The wind makes this task almost impossible because the air collected minutes before tends to move. The solution was to focus on radiation fog, formed on calm and still nights.
This type of fog occurs when the ground cools, the air just above also cools, and the moisture condenses near the surface. The phenomenon tends to arise in quiet valleys.
Under these conditions, the same air mass remains in place long enough for collections throughout the event. The strategy allowed for comparison before, during, and after the fog.
Fog water requires caution
The collection of fog as drinking water has been explored by communities in regions with water scarcity. The study suggests that this source should be treated like any other water: tested and purified before consumption.

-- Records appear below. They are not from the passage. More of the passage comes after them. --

PR #128, opened 2025-09-12
feat: support multi_stream_parallel and modify engine to split micro batches. [2/4]

guojinrong-nn:
1. Mainly support engine to split micro batches for multi_stream_parallel feature.

2. Beside, the most of changes is LLMEngine is introduced by abstracting three frequently used args as class member variable, to avoid duplicated computation.

-   uint32_t dp_size_;
-   uint32_t worker_clients_num_;
-   uint32_t dp_local_tp_size_;

### DIFF
--- a/xllm/core/runtime/llm_engine.cpp
+++ b/xllm/core/runtime/llm_engine.cpp
@@ -655,16 +655,15 @@ void LLMEngine::process_eplb_data(
   eplb_manager_->update_expert_load(tensors);
 }
 
-uint32_t determine_micro_batches_num(std::vector<Batch>& batch) {
+uint32_t determine_micro_batches_num(const std::vector<Batch>& batch) {
   bool is_all_prefill =
       std::all_of(batch.begin(), batch.end(), [](const Batch& one_batch) {
         return one_batch.get_batch_prefill_status();
       });
-  if (!is_all_prefill ||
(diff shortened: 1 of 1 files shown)


xllm/core/runtime/llm_engine.cpp
```diff
@@ -676,4 +655,68 @@ void LLMEngine::process_eplb_data(
...
+      std::all_of(batch.begin(), batch.end(), [](const Batch& one_batch) {
+        return one_batch.get_batch_prefill_status();
+      });
+  if (!is_all_prefill ||
+      (is_all_prefill && !FLAGS_enable_multi_stream_parallel)) {
+    return 1;
+  } else if (FLAGS_enable_multi_stream_parallel) {
+    return 2;
+  }
+}
```
yq33victor, line 668: emmm :) , else { return ... }

guojinrong-nn: anything else? gonna fix together.

yq33victor: > anything else? gonna fix together.

just fix it! :)

guojinrong-nn: done

liutongxuan (approved):

PR #135, opened 2025-09-16
feat: support beam search for llm model [1/N].

RobbieLeung:
## Background

basic beam search support for llm model and generative recommendation.

## Usage

```

curl http://127.0.0.1:13222/v1/completions
	-H 'accept: application/json' -H 'Content-Type: application/json'
	-X 'POST'
	-d '{
		"model": "Qwen3-8B",
		"prompt": "hello xllm",
		"stream": false,
		"max_tokens": 30,
		"temperature": 0.0,
		"beam_width": 5,
		"logprobs": 5
  	}'

```

## More Work

* copy blocks kernel.
* optimize cpu cost of beam search.
* beam search kernel.
* paged attention kernel for beam search.

### DIFF
--- a/xllm/core/framework/batch/batch.cpp
+++ b/xllm/core/framework/batch/batch.cpp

Fog water is not sterile. It contains live bacteria that decompose chemical pollutants, and it is not yet known exactly which elements are present or in what concentrations.
Nighttime activity and new questions
The models used to understand atmospheric chemistry are largely based on reactions driven by sunlight. However, bacteria do not stop their activity when night falls.
Cao added that it is necessary to consider not only chemical reactions but also bacterial growth within the droplets. For her, this may change the way atmospheric models are constructed.
It is still unknown whether fogs from different places harbor distinct microbial communities, what else these bacteria consume, or how much fog contributes to cleaning urban air.
The main conclusion is that fog should be understood as a living, active system capable of performing silent work in the air. Like rivers used by hydroelectric plants, fog shows invisible, useful processes that are still poorly understood by current science.
The study was conducted by Arizona State University (ASU).